なお、以下のタイトルでもサービス終了や開発中止が発表されています。

『ブループロトコル』のように開発に8年以上を要するケースや、『トライブナイン』のように開発費が50億円を超える超大作が短期間でサービス終了する事例も目立つのが、近年の開発終了ないしは開発中止ゲームの特徴です。
開発費の高騰と開発期間の長期化

『トライブナイン』はわずか3カ月でサービス終了した一方で、開発費50億円以上を投じたタイトルとも言われており、広告宣伝費を含めると総損失は80億円に達するとされています。開発チームの規模も大きく、開発期間も長期にわたります。
一方で開発費が高騰する一方で、ゲームの販売価格は10年前から大きく変わっておらず、販売本数やユーザー数も大幅に増加しているわけではありません。このため、パブリッシャーは課金要素の導入を積極的に行い、コスト回収を図っていますが、それでも回収の見込みが立たないと判断した時点で開発中止に早期に踏み切るケースが増えています。
【備考】コロナ禍とゲーム産業
もっとも数十億円規模のプロジェクトの実行は一朝一夕で進むものではなく、数年以上の準備期間を要するものも多いでしょう。そして2025年6月現在の「数年前」は、コロナ禍であったことも忘れてはいけません。

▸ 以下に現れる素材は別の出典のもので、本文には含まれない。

PR #3455, opened 2023-05-31
removed instance of show for fields

### LINKED ISSUE #3393: Use concepts for field names
In #3389, it was noted that we hardcode a bunch of field names as strings instead of using their associated concepts, which should be fixed.

https://github.com/JacquesCarette/Drasil/blob/3725db2ce30e5eb47c0ba9f93f96549d4f61ea21/code/drasil-docLang/lib/Drasil/DocumentLanguage/Definitions.hs#L216-L229

Note that simply mapping from a `Sentence` to a `String` is a code smell, so some other solution should be developed.

ManvendraJani:
closes #3393

### DIFF
--- a/code/drasil-docLang/lib/Drasil/DocumentLanguage/Definitions.hs
+++ b/code/drasil-docLang/lib/Drasil/DocumentLanguage/Definitions.hs
@@ -95,16 +95,16 @@ tmDispExprs t = map express (t ^. defined_quant) ++ t ^. invariants
 
 -- | Create the fields for a model from a relation concept (used by 'tmodel').
 mkTMField :: TheoryModel -> SystemInformation -> Field -> ModRow -> ModRow
-mkTMField t _ l@Label fs  = (show l, [mkParagraph $ atStart t]) : fs
-mkTMField t _ l@DefiningEquation fs = (show l, map unlbldExpr $ tmDispExprs t) : fs
-mkTMField t m l@(Description v u) fs = (show l,
+mkTMField t _ Label fs  = ("Label", [mkParagraph $ atStart t]) : fs
+mkTMField t _ DefiningEquation fs = ("Equation", map unlbldExpr $ tmDispExprs t) : fs
+mkTMField t m (Description v u) fs = ("Description",
   foldr ((\x -> buildDescription v u x m) . express) [] $ tmDispExprs t) : fs
-mkTMField t m l@RefBy fs = (show l, [mkParagraph $ helperRefs t m]) : fs --FIXME: fill this in
-mkTMField t _ l@Source fs = (show l, helperSources $ t ^. getDecRefs) : fs
-mkTMField t _ l@Notes fs =
-  nonEmpty fs (\ss -> (show l, map mkParagraph ss) : fs) (t ^. getNotes)
-mkTMField _ _ l _ = error $ "Label " ++ show l ++ " not supported " ++
-  "for theory models"
+mkTMField t m RefBy fs = ("RefBy", [mkParagraph $ helperRefs t m]) : fs --FIXME: fill this in
+mkTMField t _ Source fs = ("Source", helperSources $ t ^. getDecRefs) : fs
+mkTMField t _ Notes fs =
+  nonEmpty fs (\ss -> ("Notes", map mkParagraph ss) : fs) (t ^. getNotes)
+mkTMField _ _ l fs = ("Label not supported for data definitions", []) : fs
+
 
 -- | Helper function to make a list of 'Sentence's from the current system information and something that has a 'UID'.
 helperRefs :: HasUID t => t -> SystemInformation -> Sentence
@@ -132,16 +132,15 @@ helperSources rs  = [mkParagraph $ foldlList Comma List $ map (\r -> Ref (r ^. u
 
 -- | Creates the fields for a definition from a 'QDefinition' (used by 'ddefn').
 mkDDField :: DataDefinition -> SystemInformation -> Field -> ModRow -> ModRow
-mkDDField d _ l@Label fs = (show l, [mkParagraph $ atStart d]) : fs
-mkDDField d _ l@Symbol fs = (show l, [mkParagraph . P $ eqSymb d]) : fs
-mkDDField d _ l@Units fs = (show l, [mkParagraph $ toSentenceUnitless d]) : fs
-mkDDField d _ l@DefiningEquation fs = (show l, [unlbldExpr $ express d]) : fs
-mkDDField d m l@(Description v u) fs = (show l, buildDDescription' v u d m) : fs
-mkDDField t m l@RefBy fs = (show l, [mkParagraph $ helperRefs t m]) : fs --FIXME: fill this in
-mkDDField d _ l@Source fs = (show l, helperSources $ d ^. getDecRefs) : fs
-mkDDField d _ l@Notes fs = nonEmpty fs (\ss -> (show l, map mkParagraph ss) : fs) (d ^. getNotes)
-mkDDField _ _ l _ = error $ "Label " ++ show l ++ " not supported " ++
-  "for data definitions"
+mkDDField d _ Label fs = ("Label", [mkParagraph $ atStart d]) : fs
+mkDDField d _ Symbol fs = ("Symbol", [mkParagraph . P $ eqSymb d]) : fs
+mkDDField d _ Units fs = ("Units", [mkParagraph $ toSentenceUnitless d]) : fs
+mkDDField d _ DefiningEquation fs = ("Equation", [unlbldExpr $ express d]) : fs
+mkDDField d m (Description v u) fs = ("Description", buildDDescription' v u d m) : fs
+mkDDField t m RefBy fs = ("RefBy", [mkParagraph $ helperRefs t m]) : fs --FIXME: fill this in
+mkDDField d _ Source fs = ("Source", helperSources $ d ^. getDecRefs) : fs
+mkDDField d _ Notes fs = nonEmpty fs (\ss -> ("Notes", map mkParagraph ss) : fs) (d ^. getNotes)
+mkDDField _ _ l fs = ("Label not supported for data definitions", []) : fs
 
 -- | Creates the description field for 'Contents' (if necessary) using the given verbosity and
 -- including or ignoring units for a model/general definition.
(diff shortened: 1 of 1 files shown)


samm82 (changes requested):
This is definitely a step in the right direction, but I don't think this is ready to be merged yet. Essentially, we are still using `String`s to represent these ideas, but we've moved them to where they are used, instead of having them all in one place, which is harder to maintain. I think merging this PR should wait until we grab these labels from concepts themselves (e.g., as a `Sentence`), which might require some design.

ManvendraJani:
> This is definitely a step in the right direction, but I don't think this is ready to be merged yet.

I felt that as well but I just wanted to know what direction to take as this is a change in how the code works. The type `ModRow` is a list of `(String, [Content])` tuples.  This would need to also be changed then, including how this is used for the generated output. 

This the direction I was thinking to go in, but let me know if you want something different?

ManvendraJani:
@samm82 the last commit breaks a few things but I feel this is very close to the final code, I was looking for ways to pass the information stored in ModRow without classifying it as a paragraph.

code/drasil-docLang/lib/Drasil/DocumentLanguage/Definitions.hs
```diff
@@ -213,17 +211,16 @@ descPairs IncludeUnits =
...
+getSent Units             = S "Units"
+getSent RefBy             = S "RefBy"
+getSent Source            = S "Source"
+getSent Input             = S "Input"
+getSent Output            = S "Output"
+getSent InConstraints     = S "Input Constraints"
+getSent OutConstraints    = S "Output Constraints"
+getSent DefiningEquation  = S "Equation"
+getSent (Description _ _) = S "Description"
+getSent Notes             = S "Notes"
```
samm82, line 226: One of the next steps here would be passing these sentences from our previously defined objects (e.g., `atStart output_` or something similar) instead of hardcoding them like this (and add a trailing new line to this file - it doesn't look like there is one but I could be wrong 😅).

ManvendraJani: just had some issues with the generation of the JSON and tex files I have fixed those.

code/drasil-docLang/lib/Drasil/DocumentLanguage/Definitions.hs
```diff
@@ -95,16 +98,16 @@ tmDispExprs t = map express (t ^. defined_quant) ++ t ^. invariants
...
-mkTMField t m l@RefBy fs = (show l, [mkParagraph $ helperRefs t m]) : fs --FIXME: fill this in
-mkTMField t _ l@Source fs = (show l, helperSources $ t ^. getDecRefs) : fs
+mkTMField t m l@RefBy fs = (getSent l, [mkParagraph $ helperRefs t m]) : fs --FIXME: fill this in
+mkTMField t _ l@Source fs = (getSent l, helperSources $ t ^. getDecRefs) : fs
 mkTMField t _ l@Notes fs =
-  nonEmpty fs (\ss -> (show l, map mkParagraph ss) : fs) (t ^. getNotes)
-mkTMField _ _ l _ = error $ "Label " ++ show l ++ " not supported " ++
-  "for theory models"
+  nonEmpty fs (\ss -> (getSent l, map mkParagraph ss) : fs) (t ^. getNotes)
+mkTMField _ _ l fs = (getSent l +:+ S ":Label not supported for data definitions", []) : fs
```
samm82, line 109: a) This should still say "theory models" since it is the `mkTMField` constructor
b) I think the error message should stay as it is; if a pattern above isn't matched, then what value of `l` would be possible that would be caught by a case of `getSent`?

(This applies to the other instances as well)

code/drasil-docLang/lib/Drasil/DocumentLanguage/Definitions.hs
```diff
@@ -162,42 +164,41 @@ buildDDescription' Verbose  u d m = [UlC . ulcc . Enumeration $ Definitions $
...
+mkGDField g m l@(Description v u) fs = (getSent l,
   buildDescription v u (express g) m []) : fs
-mkGDField g m l@RefBy fs = (show l, [mkParagraph $ helperRefs g m]) : fs --FIXME: fill this in
-mkGDField g _ l@Source fs = (show l, helperSources $ g ^. getDecRefs) : fs
-mkGDField g _ l@Notes fs = nonEmpty fs (\ss -> (show l, map mkParagraph ss) : fs) (g ^. getNotes)
-mkGDField _ _ l _ = error $ "Label " ++ show l ++ " not supported for gen defs"
+mkGDField g m l@RefBy fs = (getSent l, [mkParagraph $ helperRefs g m]) : fs --FIXME: fill this in
+mkGDField g _ l@Source fs = (getSent l, helperSources $ g ^. getDecRefs) : fs
+mkGDField g _ l@Notes fs = nonEmpty fs (\ss -> (getSent l, map mkParagraph ss) : fs) (g ^. getNotes)
+mkGDField _ _ l fs = (getSent l +:+ S ":Label not supported for data definitions", []) : fs
```
samm82, line 176: Instead of "gen defs", like was used before, I would put
```suggestion
mkGDField _ _ l fs = (getSent l +:+ S ":Label not supported for general definitions", []) : fs
```

samm82 (changes requested):
Oops - I made all these comments and forgot to submit my review! This PR is almost there!

code/drasil-docLang/lib/Drasil/DocumentLanguage/Definitions.hs
ManvendraJani: in this specific case I was thinking something like input constraints, that is a field that could be passed but is not supported by mkTMField

samm82: Yes, you are right - my bad! I don't know why I just assumed that there would be a case for every label in these field functions 😔

code/drasil-docLang/lib/Drasil/DocumentLanguage/Definitions.hs
ManvendraJani: I think for these I copy pasted the format and just forgot to adjust the error message, will push the fix in a minute

code/drasil-docLang/lib/Drasil/DocumentLanguage/Definitions.hs
```diff
@@ -162,42 +164,41 @@ buildDDescription' Verbose  u d m = [UlC . ulcc . Enumeration $ Definitions $
...
+mkGDField g m l@(Description v u) fs = (getSent l,
   buildDescription v u (express g) m []) : fs
-mkGDField g m l@RefBy fs = (show l, [mkParagraph $ helperRefs g m]) : fs --FIXME: fill this in
-mkGDField g _ l@Source fs = (show l, helperSources $ g ^. getDecRefs) : fs
-mkGDField g _ l@Notes fs = nonEmpty fs (\ss -> (show l, map mkParagraph ss) : fs) (g ^. getNotes)
-mkGDField _ _ l _ = error $ "Label " ++ show l ++ " not supported for gen defs"
+mkGDField g m l@RefBy fs = (getSent l, [mkParagraph $ helperRefs g m]) : fs --FIXME: fill this in
+mkGDField g _ l@Source fs = (getSent l, helperSources $ g ^. getDecRefs) : fs
+mkGDField g _ l@Notes fs = nonEmpty fs (\ss -> (getSent l, map mkParagraph ss) : fs) (g ^. getNotes)
+mkGDField _ _ l fs = (getSent l +:+ S ":Label not supported for gen defs", []) : fs
```
samm82, line 176:
```suggestion
mkGDField _ _ l fs = (getSent l +:+ S ":Label not supported for general definitions", []) : fs
```

Also, what's the rationale for what the error message is? Is there supposed to be a space after the colon? Why change it from "Label `l` not supported..."?

ManvendraJani: I could change this back but, I don't think the exact message matters as long as we provide the necessary information and it is straightforward. I think the current message does what it needs to.

samm82 (approved):
If @smiths is OK with the error message, then this looks good to me!

smiths:
The error message ":Label not supported for general definitions" looks fine to me.

code/drasil-lang/lib/Language/Drasil/Document/Core.hs
```diff
@@ -69,16 +69,13 @@ data RawContent =
   | EqnBlock ModelExpr                       -- ^ Block of Equations holds an expression.
   | DerivBlock Sentence [RawContent]         -- ^ Grants the ability to label a group of 'RawContent'.
   | Enumeration ListType                     -- ^ For enumerated lists.
-  | Defini DType [(Identifier, [Contents])]  -- ^ Defines something with a type, identifier, and 'Contents'.
+  | Defini DType [(Sentence, [Contents])]    -- ^ Defines something with a type, identifier, and 'Contents'.
```
JacquesCarette, line 72: Oh, I'm not so such about this particular change. While `Identifier` doesn't need to be `String`, I think there are still some non-trivial restrictions on them that `Sentence` does not obey.

I think we're going to need to introduce more types that are intermediate between `String` and `Sentence`.

JacquesCarette (changes requested):
A lot of this is great and makes sense, except for one tiny bit...

code/drasil-lang/lib/Language/Drasil/Document/Core.hs
ManvendraJani: Is this something that you want done in this PR or are you talking more generally?

JacquesCarette: I don't want this PR to change this particular type to `Sentence`, that seems like too big a change.

ManvendraJani:
@samm82 is this good to be merged or should this be closed/reconsidered?

code/drasil-lang/lib/Language/Drasil/Document/Core.hs
samm82: @ManvendraJani It seems like @JacquesCarette is suggesting still using the `Identifier` type, but defining it to be a subtype of `Sentence` (e.g., that enforces certain properties) and that this PR shouldn't be merged until that is taken care of

code/drasil-lang/lib/Language/Drasil/Document/Core.hs
```diff
@@ -69,13 +69,16 @@ data RawContent =
...
-  | Defini DType [(Sentence, [Contents])]    -- ^ Defines something with a type, identifier, and 'Contents'.
+  | Defini DType [(Identifier, [Contents])]    -- ^ Defines something with a type, identifier, and 'Contents'.
   | Figure Lbl Filepath MaxWidthPercent      -- ^ For creating figures in a document. Should use relative file path.
   | Bib BibRef                               -- ^ Grants the ability to reference something.
   | Graph [(Sentence, Sentence)] (Maybe Width) (Maybe Height) Lbl -- ^ Contain a graph with coordinates ('Sentence's), maybe a width and height, and a label ('Sentence').
   | CodeBlock CodeExpr                       -- ^ Block for codes
                -- TODO: Fill this one in.
 
+-- |  An identifier is just a 'Sentence'.
+type Identifier = Sentence
```
JacquesCarette, line 80: This is not what I meant. You should be able to use complete `Sentence`s as `Indentifier`s.  Only a fairly restricted set of constructors should be allowed.

The only reasonable way to implement that is as a new type (via `data`) that has functions to transform it to a `Sentence` in latter passes.

The way forward will need to first figure out who creates `Defini` instances, and why are they (now) using a `Sentence` instead of something simpler.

たとえば「ファミ通ゲーム白書 2023」によると、2022年の国内ゲーム市場は2兆316億円。背景にはコロナ禍による外出自粛による巣ごもり需要が高く、2020年以降は3年連続で市場規模は2兆円を超えています。
つまり「巣ごもり需要でのゲーム業界の拡大」はすでにひと段落している一方、巣ごもり需要の時期に投資が始まったタイトルが完成し、世の中にリリースされているのが現状ではないでしょうか。そして期待を集めながらも早々に失敗に終わってしまったタイトルも目立ち始める中で、コンシューマー機の世代交代が起きているのが現状と言えるでしょう。
市場の背景こそ異なりますが、Switch登場前夜、Wii Uの時代にはやはりゲーム業界には難しい時代がありました。Wii Uが期待されたほどのセールスを記録することができず、今日ほどにはスマホゲームの市場も成熟していなかったためです。Switch 2は滑り出しが好調なため、さらなる市場への普及とビッグタイトルの登場に期待したいですね。